Number of workers delaying their retirement increases by 26%

The 2021 Scottish Widows Retirement Report shows that 61 per cent of people are now saving adequately for retirement, putting away the recommended minimum 12 per cent into their pensions.

While this success is encouraging, it is becoming increasingly clear that the rate of progress has been slowing for some time and is at risk of plateauing, with 19 per cent of people still saving nothing at all.

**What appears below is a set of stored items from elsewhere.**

PR #7746, opened 2023-10-13
VITIS-9655 Move code from host files to Test*.cpp

rchane:
https://jira.xilinx.com/browse/VITIS-9655
To allow for future JSON-configuration of test cases for devices, black-box tests from tests/validate were moved over to Test*.cpp files.
Tests were ported. Some tests required changes to use XRT native APIs for buffer objects and the like instead of OCL and are noted below.
Ported Test Rundown
TestPsPlVerify was previously done by Daniel. TestVCUKernel wasn't ported (it also would have needed an XRT API update). 
The `tests/validate` folder has been removed. 
The BusyBar has been moved out of TestPsPlVerify and has been implemented for the ported tests.
New TODO: The Hostmem-bw test seems to need a fix, as indicated above.
Large code change to tests. 
Note: Most of the lines deleted were from dependency files for VCUKernel (esp. the input file, 220k lines!)
Please test thoroughly. I have tested locally on vck5000 and u30 for the tests in the chart above. 
EDIT: Tested on XRT-IPU as well. Builds properly with the same final output.


stsoe:
@rchane One note here.  Please ensure that when this is clean in XRT that the changes will build with XRT-IPU and XRT-MCDM.

dayeh-xilinx:
retest this please.

src/runtime_src/core/tools/common/tests/TestBandwidthKernel.cpp
```diff
@@ -25,8 +36,241 @@ TestBandwidthKernel::run(std::shared_ptr<xrt_core::device> dev)
...
 }
+
+static bool 
+is_emulation() {
+  bool ret = false;
+  char* xcl_mode = std::getenv("XCL_EMULATION_MODE");
+  if (xcl_mode != nullptr) {
+    ret = true;
+  }
+  return ret;
```
AShivangi, line 50:
```suggestion
  return (std::getenv("XCL_EMULATION_MODE") != nullptr) ? true : false;
```

src/runtime_src/core/tools/common/tests/TestBandwidthKernel.cpp
```diff
@@ -25,8 +36,241 @@ TestBandwidthKernel::run(std::shared_ptr<xrt_core::device> dev)
...
+}
+
+void
+TestBandwidthKernel::runTest(std::shared_ptr<xrt_core::device> dev, boost::property_tree::ptree& ptree)
+{
+  const auto bdf_tuple = xrt_core::device_query<xrt_core::query::pcie_bdf>(dev);
+  const std::string bdf = xrt_core::query::pcie_bdf::to_string(bdf_tuple);
```
AShivangi, line 57: Are these used anywhere?

src/runtime_src/core/tools/common/tests/TestBandwidthKernel.cpp
```diff
@@ -25,8 +36,241 @@ TestBandwidthKernel::run(std::shared_ptr<xrt_core::device> dev)
...
+  const std::string test_path = findPlatformPath(dev, ptree);
```
AShivangi, line 58: I guess this is used with platform.json? Please define it closer to the actual implementation

src/runtime_src/core/tools/common/tests/TestBandwidthKernel.cpp
```diff
@@ -25,8 +36,241 @@ TestBandwidthKernel::run(std::shared_ptr<xrt_core::device> dev)
...
+  const std::string b_file = findXclbinPath(dev, ptree); // bandwidth.xclbin
+  bool flag_s = false;
```
AShivangi, line 60: I don't think we need this anymore

src/runtime_src/core/tools/common/tests/TestBandwidthKernel.cpp
```diff
@@ -25,8 +36,241 @@ TestBandwidthKernel::run(std::shared_ptr<xrt_core::device> dev)
...
+  if (flag_s || retVal == EOPNOTSUPP) {
+    ptree.put("status", test_token_skipped);
+    return;
+  } else if (retVal != EXIT_SUCCESS) {
+    logger(ptree, "Error", "Unknown error validating bandwidth xclbin");
+    ptree.put("status", test_token_failed);
+    return;
+  }
+
+  int num_kernel = 0, num_kernel_ddr = 0;
```
AShivangi, line 80:
```suggestion
  int num_kernel = 0;
  int num_kernel_ddr = 0;
```

src/runtime_src/core/tools/common/tests/TestBandwidthKernel.cpp
```diff
@@ -25,8 +36,241 @@ TestBandwidthKernel::run(std::shared_ptr<xrt_core::device> dev)
...
+    // Here Kernel object is created by specifying kernel name along with
+    // compute unit.
+    // For such case, this kernel object can only access the specific
+    // Compute unit
+    krnls[i] = xrt::kernel(device, xclbin_uuid, krnl_name_full.c_str());
+  }
+
+  double max_throughput = 0;
+  int reps = 10000;
+  if (num_kernel_ddr) {
```
AShivangi, line 127: As a coding practice, if you have more than 2 nested statements, you should re-write that piece of code. There is a better way to do it. Always follow "early exit"

src/runtime_src/core/tools/common/tests/TestBandwidthKernel.cpp
```diff
@@ -25,8 +36,241 @@ TestBandwidthKernel::run(std::shared_ptr<xrt_core::device> dev)
...
+
+      if (is_emulation()) {
+        reps = 2; // reducing the repeat count to 2 for emulation flow
+        // Running only upto 8K for emulation flow
+        if (data_size > 8 * 1024) {
+          break;
+        }
+      }
+
+      unsigned int vector_size_bytes = data_size;
```
AShivangi, line 140: there is too much happening in one func. Try to split it up in "init_buffer", "init_bo" etc. Look at this sample test case from Kelly: https://gitenterprise.xilinx.com/XRT/testcases/blob/master/xrt_qor_throughput/src/host_hal.cpp. This testcase is much more readable

src/runtime_src/core/tools/common/TestRunner.cpp
```diff
@@ -85,6 +99,33 @@ TestRunner::TestRunner (const std::string & test_name,
...
+  // Start the test process
+  std::thread test_thread([&] { runTestInternal(dev, result, this, is_thread_running); });
+  // Wait for the test process to finish
+  while (is_thread_running) {
+    std::this_thread::sleep_for(std::chrono::seconds(1));
+    try {
+      busy_bar.check_timeout(MAX_TEST_DURATION);
+    } catch (const std::exception&) {
+      test_thread.detach();
+      throw;
```
AShivangi, line 120: What is this throw for?

AShivangi (changes requested):
I just reviewed TestRunner and TestBandwidth.cpp for now. Let's start with a single test case and see how it goes

src/runtime_src/core/tools/common/tests/TestBandwidthKernel.cpp
```diff
@@ -25,8 +36,241 @@ TestBandwidthKernel::run(std::shared_ptr<xrt_core::device> dev)
...
+
+  auto retVal = validate_binary_file(b_file);
+  if (flag_s || retVal == EOPNOTSUPP) {
+    ptree.put("status", test_token_skipped);
+    return;
+  } else if (retVal != EXIT_SUCCESS) {
+    logger(ptree, "Error", "Unknown error validating bandwidth xclbin");
+    ptree.put("status", test_token_failed);
+    return;
+  }
```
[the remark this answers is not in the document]
rchane: Thank you simplifying the logic here! The `validate_binary_file` function checks the stream like you said (returns EOPNOTSUPP if stream isn't good, EXIT_SUCCESS if it is); I think we use it in a few places, so that's why it was made a dedicated function. Should I go ahead and just check if the stream is good here?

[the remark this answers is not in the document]
AShivangi: yeah, 
i think  just do
```
if (!b_file.good())
  //skip
```

src/runtime_src/core/tools/common/TestRunner.cpp
rchane: I'll catch this in SubCmdValidate and fail the test if there's an exception like this (e.g. there's an issue with checking timeout).

chvamshi-xilinx (approved):

AShivangi (approved):
I think this looks good for first iteration. From what I understand, you have tested your changes with XRT-IPU and MCDM and everything works.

With Pension Awareness Day just around the corner, Robert Cochran, Retirement Expert at Scottish Widows, shares his top tips to help savers take control of their long-term savings:

There’s never a ‘perfect’ time to start saving – now is better than never

The golden age for pension saving is in your twenties to give your pot as long as possible to grow, but the sooner you can start saving the better. Savers shouldn’t underestimate the power of compound interest: for example, assuming you make the same level of pension payments, you could receive a pension that is 29 per cent higher if you started paying in at 25 rather than 30, and incredibly that pension fund could be 69 per cent higher if you started paying in at 25 rather than 35. 

Even six months of additional contributions now could have a sizeable impact on your pot at the point of retirement. If you want to see just how big a difference starting early makes to your pension try this simple calculator: Cost of Pension Delay Calculator – Scottish Widows. But remember if you haven’t started saving for your retirement yet then the very best day to start is today.

Don’t miss out on your ‘free pay rise’

For the majority of savers, auto-enrolment is a great platform to kickstart pension savings, but they need to ensure they’re making the most of employer contributions. With many employers now offering to match or exceed the contributions made by employees it’s important to make sure you are getting the maximum payment into your plan that your employer offers.

Not taking advantage of these additional employer contributions is like turning down a free pay rise.

Make the most of tax advantages

Many people don’t recognise the tax advantages that come from paying into a pension. For every 80p that you pay into a group or individual pension, your provider will top this up with a further 20p claimed on your behalf in tax relief, to a total of £1. This, added to employer contributions, could make a big difference to your total pension pot.

And it doesn’t stop there – if you pay a higher rate of tax you can claim more back – so if you pay 40 per cent tax it will only cost you 60p to pay in £1 – but you may need to claim the extra amount back through your tax return.

Check in with your future self

Don’t be afraid to take control of your pension. You can set yourself up for success by having a clear understanding of knowing how much you have currently in your pension pot and thinking about the type of retirement you want. 

Our Meet Your Future Self tool easily illustrates the age at which you will be able to retire based on the income you want and different contribution levels.

Take time for a financial health check

Take the time to carry out financial health checks. People who change jobs frequently may have built up several different pension pots. Our research found that over 3.6 million Britons have no idea how many pensions they have and risk paying more in fees than necessary. 

It’s important to know where your pensions are and consider consolidating where this makes financial sense. It can also help you get much closer to your money, by increasing the sense of ownership and control. Learn to love your pension – it’s your money and your future – and it’s in your hands.